Task prompt: In how many lines of the records does the word "nullDevice" appear? Reply with the number and nothing else.

Items from a dataset:
━━━━━━━━━━

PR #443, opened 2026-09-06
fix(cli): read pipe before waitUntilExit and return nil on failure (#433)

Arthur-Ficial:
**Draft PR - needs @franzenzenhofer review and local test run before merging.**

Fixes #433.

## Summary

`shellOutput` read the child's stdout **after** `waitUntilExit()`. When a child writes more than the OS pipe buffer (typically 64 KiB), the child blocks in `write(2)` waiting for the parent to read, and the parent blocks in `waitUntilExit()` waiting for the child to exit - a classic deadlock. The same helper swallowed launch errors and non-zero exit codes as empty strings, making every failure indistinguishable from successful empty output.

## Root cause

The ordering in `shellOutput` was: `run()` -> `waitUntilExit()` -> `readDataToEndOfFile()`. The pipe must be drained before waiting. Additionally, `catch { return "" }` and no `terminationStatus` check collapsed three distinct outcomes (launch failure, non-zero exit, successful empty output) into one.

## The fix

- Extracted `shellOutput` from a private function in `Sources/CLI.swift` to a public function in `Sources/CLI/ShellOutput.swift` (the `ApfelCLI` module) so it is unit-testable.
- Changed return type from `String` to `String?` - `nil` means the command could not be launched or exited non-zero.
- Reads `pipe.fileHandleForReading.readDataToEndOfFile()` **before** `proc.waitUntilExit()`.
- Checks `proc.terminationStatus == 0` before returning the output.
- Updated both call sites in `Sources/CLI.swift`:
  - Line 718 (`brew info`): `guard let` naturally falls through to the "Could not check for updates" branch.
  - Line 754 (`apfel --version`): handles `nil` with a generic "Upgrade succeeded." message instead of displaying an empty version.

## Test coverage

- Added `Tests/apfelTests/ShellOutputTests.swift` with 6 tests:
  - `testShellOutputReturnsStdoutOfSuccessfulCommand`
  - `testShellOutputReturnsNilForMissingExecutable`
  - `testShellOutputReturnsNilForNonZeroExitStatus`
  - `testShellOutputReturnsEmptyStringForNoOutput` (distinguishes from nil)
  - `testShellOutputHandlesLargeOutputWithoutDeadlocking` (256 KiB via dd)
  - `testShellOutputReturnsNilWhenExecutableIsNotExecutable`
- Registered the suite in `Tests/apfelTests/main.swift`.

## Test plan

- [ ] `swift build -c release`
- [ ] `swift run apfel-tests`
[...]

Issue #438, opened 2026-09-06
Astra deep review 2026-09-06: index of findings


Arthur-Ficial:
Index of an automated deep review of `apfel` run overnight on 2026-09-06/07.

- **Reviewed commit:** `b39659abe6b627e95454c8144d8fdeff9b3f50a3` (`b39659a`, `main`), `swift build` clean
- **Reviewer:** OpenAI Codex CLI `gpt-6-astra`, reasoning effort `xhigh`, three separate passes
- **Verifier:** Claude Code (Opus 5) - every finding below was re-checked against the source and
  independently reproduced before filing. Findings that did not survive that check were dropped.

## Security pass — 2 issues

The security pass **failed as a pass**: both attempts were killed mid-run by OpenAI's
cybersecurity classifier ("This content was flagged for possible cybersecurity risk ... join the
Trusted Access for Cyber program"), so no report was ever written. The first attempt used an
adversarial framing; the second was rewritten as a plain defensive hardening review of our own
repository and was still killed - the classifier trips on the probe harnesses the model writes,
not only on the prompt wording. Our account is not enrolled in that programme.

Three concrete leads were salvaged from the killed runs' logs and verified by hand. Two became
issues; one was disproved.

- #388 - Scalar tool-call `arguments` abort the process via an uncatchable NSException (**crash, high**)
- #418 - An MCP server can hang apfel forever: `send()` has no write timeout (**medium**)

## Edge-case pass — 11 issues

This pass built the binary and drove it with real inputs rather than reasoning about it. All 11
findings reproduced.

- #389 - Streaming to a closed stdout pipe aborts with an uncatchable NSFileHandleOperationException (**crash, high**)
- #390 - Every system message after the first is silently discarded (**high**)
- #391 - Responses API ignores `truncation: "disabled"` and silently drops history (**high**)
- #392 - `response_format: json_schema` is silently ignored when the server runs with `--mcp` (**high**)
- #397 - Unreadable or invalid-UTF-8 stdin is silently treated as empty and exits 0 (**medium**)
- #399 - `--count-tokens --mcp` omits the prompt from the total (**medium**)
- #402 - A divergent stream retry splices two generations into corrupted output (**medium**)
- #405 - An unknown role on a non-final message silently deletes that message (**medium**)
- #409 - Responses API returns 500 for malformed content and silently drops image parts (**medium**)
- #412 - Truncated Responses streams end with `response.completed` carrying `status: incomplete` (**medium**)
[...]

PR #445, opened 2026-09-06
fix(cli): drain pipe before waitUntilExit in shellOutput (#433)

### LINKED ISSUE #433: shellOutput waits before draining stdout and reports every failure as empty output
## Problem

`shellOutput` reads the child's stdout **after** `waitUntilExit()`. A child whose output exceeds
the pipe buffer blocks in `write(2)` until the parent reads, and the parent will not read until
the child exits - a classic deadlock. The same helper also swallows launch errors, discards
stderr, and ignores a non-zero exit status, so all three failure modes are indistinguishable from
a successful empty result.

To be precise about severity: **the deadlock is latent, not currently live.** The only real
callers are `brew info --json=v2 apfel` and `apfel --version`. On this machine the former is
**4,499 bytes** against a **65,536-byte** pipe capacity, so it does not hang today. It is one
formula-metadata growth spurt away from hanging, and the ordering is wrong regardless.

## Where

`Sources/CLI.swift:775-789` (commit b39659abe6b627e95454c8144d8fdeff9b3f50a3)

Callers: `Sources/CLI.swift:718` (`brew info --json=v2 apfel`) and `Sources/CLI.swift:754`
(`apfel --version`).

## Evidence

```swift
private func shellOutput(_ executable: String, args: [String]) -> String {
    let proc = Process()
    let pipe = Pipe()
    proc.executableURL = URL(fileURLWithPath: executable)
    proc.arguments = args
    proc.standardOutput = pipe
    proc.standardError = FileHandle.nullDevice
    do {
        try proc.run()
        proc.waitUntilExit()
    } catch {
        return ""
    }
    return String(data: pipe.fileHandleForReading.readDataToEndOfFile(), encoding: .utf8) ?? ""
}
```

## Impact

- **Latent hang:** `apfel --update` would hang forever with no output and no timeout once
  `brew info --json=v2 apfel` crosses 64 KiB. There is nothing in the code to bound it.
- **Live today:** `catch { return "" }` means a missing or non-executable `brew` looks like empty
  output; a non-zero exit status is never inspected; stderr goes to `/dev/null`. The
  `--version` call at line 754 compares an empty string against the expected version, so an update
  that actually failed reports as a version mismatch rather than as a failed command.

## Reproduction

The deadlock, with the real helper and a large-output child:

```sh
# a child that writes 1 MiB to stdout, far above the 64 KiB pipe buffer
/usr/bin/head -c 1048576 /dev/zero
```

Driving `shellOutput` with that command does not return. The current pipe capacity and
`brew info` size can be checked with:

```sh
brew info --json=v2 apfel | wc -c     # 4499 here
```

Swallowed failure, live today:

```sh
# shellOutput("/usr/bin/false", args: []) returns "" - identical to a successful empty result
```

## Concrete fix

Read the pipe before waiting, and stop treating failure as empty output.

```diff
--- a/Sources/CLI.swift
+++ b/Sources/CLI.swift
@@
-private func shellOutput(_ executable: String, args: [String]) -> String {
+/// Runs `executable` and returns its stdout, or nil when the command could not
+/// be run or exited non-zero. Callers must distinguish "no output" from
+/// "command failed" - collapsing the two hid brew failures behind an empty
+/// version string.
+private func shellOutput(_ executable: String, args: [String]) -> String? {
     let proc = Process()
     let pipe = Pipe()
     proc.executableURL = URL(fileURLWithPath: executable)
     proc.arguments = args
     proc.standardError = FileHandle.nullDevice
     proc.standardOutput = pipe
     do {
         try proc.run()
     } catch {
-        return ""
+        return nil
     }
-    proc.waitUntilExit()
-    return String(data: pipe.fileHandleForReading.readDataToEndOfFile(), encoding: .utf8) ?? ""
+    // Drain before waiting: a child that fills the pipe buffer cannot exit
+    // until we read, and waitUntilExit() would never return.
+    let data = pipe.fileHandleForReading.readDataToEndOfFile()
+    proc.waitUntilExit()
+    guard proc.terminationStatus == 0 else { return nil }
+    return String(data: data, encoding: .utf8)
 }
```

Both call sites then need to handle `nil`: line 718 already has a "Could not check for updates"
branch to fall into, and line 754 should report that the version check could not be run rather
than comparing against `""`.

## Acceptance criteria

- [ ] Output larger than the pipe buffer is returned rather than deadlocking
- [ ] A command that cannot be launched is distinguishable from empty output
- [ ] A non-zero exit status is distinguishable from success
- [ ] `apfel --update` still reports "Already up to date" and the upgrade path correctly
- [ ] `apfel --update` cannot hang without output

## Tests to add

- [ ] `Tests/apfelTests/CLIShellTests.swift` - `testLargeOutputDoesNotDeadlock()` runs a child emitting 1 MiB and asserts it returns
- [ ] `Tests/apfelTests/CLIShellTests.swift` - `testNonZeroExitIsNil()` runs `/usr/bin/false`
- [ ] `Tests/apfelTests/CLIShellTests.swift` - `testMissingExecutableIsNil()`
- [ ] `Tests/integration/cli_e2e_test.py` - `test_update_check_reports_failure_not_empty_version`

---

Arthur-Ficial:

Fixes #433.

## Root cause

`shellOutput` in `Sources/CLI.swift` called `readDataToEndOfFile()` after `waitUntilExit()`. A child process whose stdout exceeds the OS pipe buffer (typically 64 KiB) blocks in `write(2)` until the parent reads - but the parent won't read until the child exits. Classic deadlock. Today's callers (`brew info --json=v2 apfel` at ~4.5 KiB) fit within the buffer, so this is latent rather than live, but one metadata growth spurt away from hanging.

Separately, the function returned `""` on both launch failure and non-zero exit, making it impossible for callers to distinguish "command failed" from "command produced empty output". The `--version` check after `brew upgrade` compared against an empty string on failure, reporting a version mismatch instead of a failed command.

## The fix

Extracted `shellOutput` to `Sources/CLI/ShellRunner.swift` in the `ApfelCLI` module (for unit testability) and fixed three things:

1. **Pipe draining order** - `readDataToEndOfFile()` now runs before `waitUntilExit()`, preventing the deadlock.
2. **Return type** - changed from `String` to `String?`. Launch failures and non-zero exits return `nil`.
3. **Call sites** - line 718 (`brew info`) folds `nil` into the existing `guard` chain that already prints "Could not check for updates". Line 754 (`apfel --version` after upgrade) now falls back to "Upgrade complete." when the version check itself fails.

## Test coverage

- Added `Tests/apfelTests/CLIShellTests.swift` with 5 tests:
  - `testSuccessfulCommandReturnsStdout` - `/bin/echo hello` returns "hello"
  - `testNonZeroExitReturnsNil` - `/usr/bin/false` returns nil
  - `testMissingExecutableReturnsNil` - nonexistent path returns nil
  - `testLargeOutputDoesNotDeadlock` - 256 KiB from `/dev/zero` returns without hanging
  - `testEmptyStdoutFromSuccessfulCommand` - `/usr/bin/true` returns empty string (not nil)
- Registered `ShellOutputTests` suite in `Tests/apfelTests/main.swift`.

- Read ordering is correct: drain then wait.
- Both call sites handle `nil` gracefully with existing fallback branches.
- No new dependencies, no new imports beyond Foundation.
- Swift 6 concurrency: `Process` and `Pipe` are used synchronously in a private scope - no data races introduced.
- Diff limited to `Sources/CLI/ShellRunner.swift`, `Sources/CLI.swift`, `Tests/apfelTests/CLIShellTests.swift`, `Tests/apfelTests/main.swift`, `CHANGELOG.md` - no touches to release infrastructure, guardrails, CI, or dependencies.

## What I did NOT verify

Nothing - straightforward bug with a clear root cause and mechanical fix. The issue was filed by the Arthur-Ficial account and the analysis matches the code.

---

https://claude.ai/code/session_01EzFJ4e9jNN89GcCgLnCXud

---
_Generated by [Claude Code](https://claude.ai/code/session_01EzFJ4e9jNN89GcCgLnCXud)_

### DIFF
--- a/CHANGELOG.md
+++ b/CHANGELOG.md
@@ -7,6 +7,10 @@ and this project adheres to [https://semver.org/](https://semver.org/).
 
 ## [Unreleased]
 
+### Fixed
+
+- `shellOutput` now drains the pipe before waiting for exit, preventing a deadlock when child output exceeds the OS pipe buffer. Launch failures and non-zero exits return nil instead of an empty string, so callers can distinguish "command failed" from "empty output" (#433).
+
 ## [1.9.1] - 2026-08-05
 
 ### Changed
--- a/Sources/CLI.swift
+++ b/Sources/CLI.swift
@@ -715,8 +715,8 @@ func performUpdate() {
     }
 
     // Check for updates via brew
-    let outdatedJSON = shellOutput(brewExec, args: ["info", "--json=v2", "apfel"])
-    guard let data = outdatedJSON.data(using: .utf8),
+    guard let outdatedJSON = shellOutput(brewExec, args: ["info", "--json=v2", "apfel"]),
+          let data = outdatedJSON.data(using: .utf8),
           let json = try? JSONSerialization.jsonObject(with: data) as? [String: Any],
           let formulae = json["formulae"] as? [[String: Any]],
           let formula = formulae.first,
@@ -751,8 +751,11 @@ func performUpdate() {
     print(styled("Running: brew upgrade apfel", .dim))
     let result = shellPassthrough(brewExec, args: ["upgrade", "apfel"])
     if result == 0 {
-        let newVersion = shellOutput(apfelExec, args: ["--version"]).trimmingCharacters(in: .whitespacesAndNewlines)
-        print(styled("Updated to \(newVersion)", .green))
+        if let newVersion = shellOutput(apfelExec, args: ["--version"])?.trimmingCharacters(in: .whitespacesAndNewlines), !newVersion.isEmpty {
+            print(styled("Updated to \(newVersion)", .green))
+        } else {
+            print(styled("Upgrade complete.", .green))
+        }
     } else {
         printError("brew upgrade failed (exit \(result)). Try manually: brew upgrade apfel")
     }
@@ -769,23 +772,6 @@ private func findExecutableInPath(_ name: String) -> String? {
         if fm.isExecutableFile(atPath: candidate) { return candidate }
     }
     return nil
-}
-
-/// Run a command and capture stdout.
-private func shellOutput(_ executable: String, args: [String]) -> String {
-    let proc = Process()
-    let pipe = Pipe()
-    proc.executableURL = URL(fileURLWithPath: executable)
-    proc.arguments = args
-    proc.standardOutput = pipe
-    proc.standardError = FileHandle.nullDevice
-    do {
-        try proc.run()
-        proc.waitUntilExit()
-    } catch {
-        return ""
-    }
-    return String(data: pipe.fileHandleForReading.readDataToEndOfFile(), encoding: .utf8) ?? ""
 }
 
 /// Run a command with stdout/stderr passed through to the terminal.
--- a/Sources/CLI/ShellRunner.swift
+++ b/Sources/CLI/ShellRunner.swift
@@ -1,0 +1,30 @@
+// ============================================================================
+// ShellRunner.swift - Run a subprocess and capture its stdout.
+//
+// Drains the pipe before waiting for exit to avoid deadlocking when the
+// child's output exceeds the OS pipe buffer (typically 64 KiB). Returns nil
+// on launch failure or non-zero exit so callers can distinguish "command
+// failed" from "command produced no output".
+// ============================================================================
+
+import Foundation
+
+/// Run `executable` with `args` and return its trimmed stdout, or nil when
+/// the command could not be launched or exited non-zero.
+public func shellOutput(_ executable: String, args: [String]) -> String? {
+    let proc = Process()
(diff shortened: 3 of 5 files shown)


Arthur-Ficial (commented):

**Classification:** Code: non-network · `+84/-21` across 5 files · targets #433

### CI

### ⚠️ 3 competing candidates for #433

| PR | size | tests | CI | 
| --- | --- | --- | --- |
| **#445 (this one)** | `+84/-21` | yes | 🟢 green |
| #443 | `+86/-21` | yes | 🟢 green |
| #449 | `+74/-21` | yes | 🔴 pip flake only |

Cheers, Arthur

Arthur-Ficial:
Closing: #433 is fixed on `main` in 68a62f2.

━━━━━━━━━━

Task answer: 3